— Не просто жвачку! — Дзюба вдруг обретает дар речи. — А польскую жвачку, которую я у Фильки выменял на магнит!
Я знаю, что дело не в магните. Эту жвачку (страшная редкость по нашим временам) Дзюба припрятал как раз для Дашки Ерохиной.
А Люська нашла и съела.
А теперь ревет, потому что брату верит безоговорочно, хотя и бесконечно ябедничает на него отцу.
— Что же ты ее, бедную, так напугал? — спрашивает Дашка Дзюбу безо всякого сожаления в голосе и поглядывает на меня украдкой.
— Чтобы знала! — ворчит Дзюба, прослеживая Дашкин взгляд.
Ерохина закладывает за ухо непослушную прядь, но делает это очень медленно, чтобы мы успели разглядеть ее новые часики — маленькие, аккуратные, на блестящем темно-сером ремешке.
Но я вижу не новые часы, а тонкую царапину на запястье, чуть ниже застежки, маленькую царапину на узком Дашкином запястье, рядом с бледной голубой жилкой. И мне вдруг становится тяжело дышать и начинает ныть где-то в животе, сладко и странно.
— Пошли, — говорит мне Дзюба и толкает меня в бок. — Чего встал? Пошли!
— Красивые часы, — говорю я, чтобы что-то сказать.
Дашка медленно подносит руку к глазам.
— Ой, уже половина второго! — произносит она с выражением. — Сейчас гастроном закроют!
Мы с Дзюбой стоим и смотрим, как Дашка Ерохина бежит вниз по улице, размахивая пустым пакетом.

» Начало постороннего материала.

PR #9638, opened 2022-12-13
New download page

### LINKED ISSUE #8246: Update design of download page
The current download page feels too weeb, dated, and doesn't have anywhere to put the lazer download link.

It should be redesigned to match closer to the modern/flat/technical look we have elsewhere. As it stands a lot of people probably get there and close their browser window immediately.

nanaya:
[Alternative version which keeps the super header style](https://s.myconan.net/2022-12/Screenshot%202022-12-13%20at%2022-17-02%20download%20osu%21.png)

[Same with screenshot below but with default image for background](https://s.myconan.tk/2022-12/Screenshot%202022-12-21%20at%2017-40-09%20download%20osu%21.png)

That's a thing. I don't have the download page icon so it's using the home icon.

10 minutes search doesn't indicate that it's possible to detect apple silicon correctly so it's just macos intel for now. Also there are some reports iPadOS pretending to be macos (desktop) by default so that may get presented wrong version as well.

@arflyte check the design maybe? 🤷 

Resolves #8246?


Phippe:
Not Flyte, but wouldn't it look better if the alternative platforms below the download buttons were centred or left-aligned?

peppy:
agree, centre aligned and separated by `・`　or `/` would work better.

Tanza3D:
also not flyte, but i feel it could possibly look nicer if aligned like this? 
image

peppy:
Definitely looks better

nanaya:
I think the download buttons should at least be aligned the same (but then the question is to what)

Tanza3D:
image
image

maybe like this?

nanaya:
how's it aligned horizontally? centered to the column or ~70px to the center separator line?

also the extra links are missing

and I just noticed is the button just plain color without background and shadow?

Tanza3D:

Остаток дня Дзюба дуется на меня, а на все вопросы только отмахивается, чем ужасно меня злит. Я не сделал ничего плохого, но все равно чувствую себя виноватым.
— Мне эта Ерохина ни капельки не нравится, если ты из-за этого! — оправдываюсь я. — Ну честно!
— Меня это не интересует, — холодно отвечает Дзюба, не глядя мне в глаза.
Но я-то знаю, что интересует! Еще как интересует! Но если я скажу об этом вслух, мы точно поссоримся.
Странная вещь: нет ничего такого, о чем мы с Дзюбой не можем разговаривать. Но когда дело касается Дашки, Дзюба ведет себя как дурак.
Мы сидим на ящике за гаражами и курим ворованную «беломорину».
— Ты дурак, Дзюба, — говорю я.
— Угу, — отвечает он и пытается выпустить дым колечком, — а ты, значит, умный!
— Да я не в том смысле.
— Ну и помалкивай.
— Ну и подумаешь!
— Ну и всё!
Мы молча курим, передавая друг другу папиросу.
Потом так же молча идем вверх по улице. Какое-то время топчемся возле Дзюбиной калитки, пока из-за нее не раздается писклявый Люськин голосок:
— Ага, а я папке все рассказала! И ничего я не умру! А папка тебя уже ждет!
Люська пятится к дому, пытаясь оценить расстояние от двери до калитки и от Дзюбы до нее самой.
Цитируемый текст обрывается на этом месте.